Sonntag, 24.03.2019 – Matinée
Der neueste Film von Andreas Dresen (Wolke Neun) ist dem 1998 im Alter von 43 Jahren verstorbenen Liedermacher Gerhard Gundermann gewidmet, der einer der widersprüchlichsten Personen der DDR war. Neben seinem Beruf als Baggerfahrer begann er in den Achtzigerjahren mit seinen poetischen, einfühlsamen und kritischen Texten mit seiner Band „Brigade Feuerstein“ durch die Clubs zu tingeln. Direkt und ehrlich nahm er kein Blatt vor den Mund, was ihn seine SED Mitgliedschaft kostete.
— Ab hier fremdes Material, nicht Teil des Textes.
Issue #2952, opened 2025-04-24
Some images are not displayed correctly with 270 orientation


psedoykin:
**Describe the bug**
Some images are not displayed correctly with 270 orientation. If I use ImageDecoder then image is displayed incorrectly, if I set imageDecoderEnabled(false) and use  BitmapFactory it's work correctly

**To Reproduce**
```
 AsyncImage(
        modifier = modifier
            .focusRequester(focusRequester),
        imageLoader = imageLoader,
        model = ImageRequest.Builder(LocalContext.current)
            .data(uri)
            .build(),
        contentDescription = "",
        clipToBounds = false,
    )
```

**Version**
3.1.0

psedoykin:
{"Attachments":[{"__type":"ItemIdAttachment:#Exchange","ItemId":{"__type":"ItemId:#Exchange","ChangeKey":null,"Id":"AAMkADE2MGUxZTY3LWJjZWItNDIwMy1iYjU1LTRiMzBiZGViODY4ZABGAAAAAAAGUnixWem1TpT9WGbZuosIBwCMFZenI/voT62r8gARACtLAAAG6GoxAACMFZenI/voT62r8gARACtLAAExoG9wAAA="},"Name":"[Jira] (KOS-22184) [Gallery] Some images are opened in incorrect orientation","IsInline":false}]}

psedoykin:
[raw_arw_example(1).zip](https://github.com/user-attachments/files/19887344/raw_arw_example.1.zip)

Zimbelstern:
Hi @psedoykin, for someone having the same issue (wrong orientation of images), could you explain your workaround? I can set `imageDecoderEnabled(false)` in the `ImageLoader.Builder` but how to use `BitmapFactory`?

psedoykin:
> Hi [@psedoykin](https://github.com/psedoykin), for someone having the same issue (wrong orientation of images), could you explain your workaround? I can set `imageDecoderEnabled(false)` in the `ImageLoader.Builder` but how to use `BitmapFactory`?

Hi,
If you set imageDecoderEnabled(false) coil start use BitmapFactory. 

You also check it in code: 
https://github.com/coil-kt/coil/blob/782e77e0d3c1cbed2ad4d8eff57ff4dae5910b7a/coil-core/src/androidMain/kotlin/coil3/RealImageLoader.android.kt#L107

Doch Gundermann fühlte sich der sozialistischen Ideologie verbunden und arbeitet bis 1984 als IM bei der Stasi, bis er „wegen prinzipieller Eigenwilligkeit“ entlassen wurde. Der Schauspieler Alexander Scheer verkörpert sehr passend die Figur des kauzigen, unangepassten Gundermann, der sich auf die Suche nach der Richtigkeit des Erinnerns macht und versucht sich seinem Verdrängung und Vergessen zu stellen. „Ich werde nicht um Verzeihung bitten. Aber mir selbst kann ich nicht verzeihen.“ Andreas Dresen ist einer der klügsten, vielschichtigsten und differenziertesten Filme über die DDR gelungen.